DATA FOR THIS TASK
PR #1943, opened 2023-10-05
Xunit theory filter

farlee2121:
### WHAT

#1935

#1936 got parameterized tests running as part of larger groups. 
This PR continues that work and allows individual cases to be run individually from
the test explorer (i.e. clicking the run button on a theory case in the test explorer)

Note that for MSTest, it will actually run all of the theory cases because there doesn't appear to be a way to filter to a single parameterized test case in MSTest. It'll still look right, but multiple cases will be run if they try to debug. 
All other frameworks (xUnit, nUnit, Expecto) can run individual parameterized cases and will debug as expected.

### HOW

Mostly through modifying how we build the `dotnet test` filter expressions based on which test framework the project uses.

### Nesting Deferred

I decided not to tackle nesting parameterized cases under a dedicated parent item in the test explorer (like Visual Studio does).
I'm still contemplating the options. Breaking the assumption that the explorer hierarchy matches the test name hierarchy could cause a lot of problems and complexity.

### DIFF
--- a/src/Components/TestExplorer.fs
+++ b/src/Components/TestExplorer.fs
@@ -75,6 +75,10 @@ module ListExt =
     let mapPartitioned f (left, right) =
         (left |> List.map f), (right |> List.map f)
 
+module Dict =
+    let tryGet (d: Collections.Generic.IDictionary<'key, 'value>) (key) : 'value option =
+        if d.ContainsKey(key) then Some d[key] else None
+
 module CancellationToken =
     let mergeTokens (tokens: CancellationToken list) =
         let tokenSource = vscode.CancellationTokenSource.Create()
@@ -227,6 +231,12 @@ module TestFrameworkId =
     [<Literal>]
     let MsTest = "MSTest"
 
+    [<Literal>]
+    let XUnit = "XUnit"
+
+    [<Literal>]
+    let Expecto = "Expecto"
+
 type TestResult =
     { FullTestName: string
       Outcome: TestResultOutcome
@@ -270,6 +280,10 @@ module TrxParser =
             Some TestFrameworkId.NUnit
         else if String.startWith "executor://mstest" adapterTypeName then
             Some TestFrameworkId.MsTest
+        else if String.startWith "executor://xunit" adapterTypeName then
+            Some TestFrameworkId.XUnit
+        else if String.startWith "executor://yolodev" adapterTypeName then
+            Some TestFrameworkId.Expecto
         else
             None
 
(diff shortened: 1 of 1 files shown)


src/Components/TestExplorer.fs
```diff
@@ -1067,7 +1081,7 @@ module TestDiscovery =
             trxTestsPerProject
             |> Array.map (fun (project, trxDefs) ->
                 let projectPath = ProjectPath.ofString project.Project
-                let heirarchy = TrxParser.inferHierarchy trxDefs
+                let hierarchy = TrxParser.inferHierarchy trxDefs
```
farlee2121, line 1084: just a spelling fix

src/Components/TestExplorer.fs
```diff
@@ -1180,17 +1193,32 @@ module Interactions =
 
         let testToFilterExpression (test: TestItem) =
             let fullTestName = TestItem.getFullName test.id
-            let fullName = escapeFilterExpression fullTestName
+            let escapedTestName = escapeFilterExpression fullTestName
```
farlee2121, line 1196: just a rename to indicate the intent of how the name changed

src/Components/TestExplorer.fs
```diff
@@ -1412,10 +1439,18 @@ module Interactions =
                 |> Option.map (fun p -> p.kind = TestRunProfileKind.Debug)
                 |> Option.defaultValue false
 
+            let hasIncludeFilter =
```
farlee2121, line 1442: This is actually a small unrelated fix.
Project-level items were constructing test filter clauses for all their top-level children.
But, that meant it wouldn't discover top-level tests if they weren't in the explorer yet.

The new behavior is to use no filter if just the top-level project is being run.
I can split this out if you'd prefer

src/Components/TestExplorer.fs
```diff
@@ -1180,17 +1193,32 @@ module Interactions =
...
+            let escapedTestName = escapeFilterExpression fullTestName
 
-            if fullName.Contains(" ") && test.TestFramework = TestFrameworkId.NUnit then
+            if escapedTestName.Contains(" ") && test.TestFramework = TestFrameworkId.NUnit then
                 // workaround for https://github.com/nunit/nunit3-vs-adapter/issues/876
                 // Potentially we are going to run multiple tests that match this filter
-                let testPart = fullName.Split(' ').[0]
+                let testPart = escapedTestName.Split(' ').[0]
                 $"(FullyQualifiedName~{testPart})"
+            else if test.TestFramework = TestFrameworkId.XUnit then
```
farlee2121, line 1203: This is the core of the change. It customizes the filter expression based on test framework.

src/Components/TestExplorer.fs
```diff
@@ -1544,7 +1579,12 @@ module Interactions =
                     logger.Error(message, buildFailures |> List.map ProjectPath.fromProject)
 
                 else
-                    let librariesCapableOfListOnlyDiscovery = set [ "Expecto"; "xunit.abstractions" ]
+                    let detectablePackageToFramework =
```
farlee2121, line 1582: xUnit and expecto can be discovered with `--list-tests` so we need to set the test framework in this discovery method too

TheAngryByrd (approved):
🎸 Thank you so much for your continued work on this!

WHAT TO DO
Each line of the material that has the word "will" belongs in the answer.

FINISHED TASK
Note that for MSTest, it will actually run all of the theory cases because there doesn't appear to be a way to filter to a single parameterized test case in MSTest. It'll still look right, but multiple cases will be run if they try to debug. 
All other frameworks (xUnit, nUnit, Expecto) can run individual parameterized cases and will debug as expected.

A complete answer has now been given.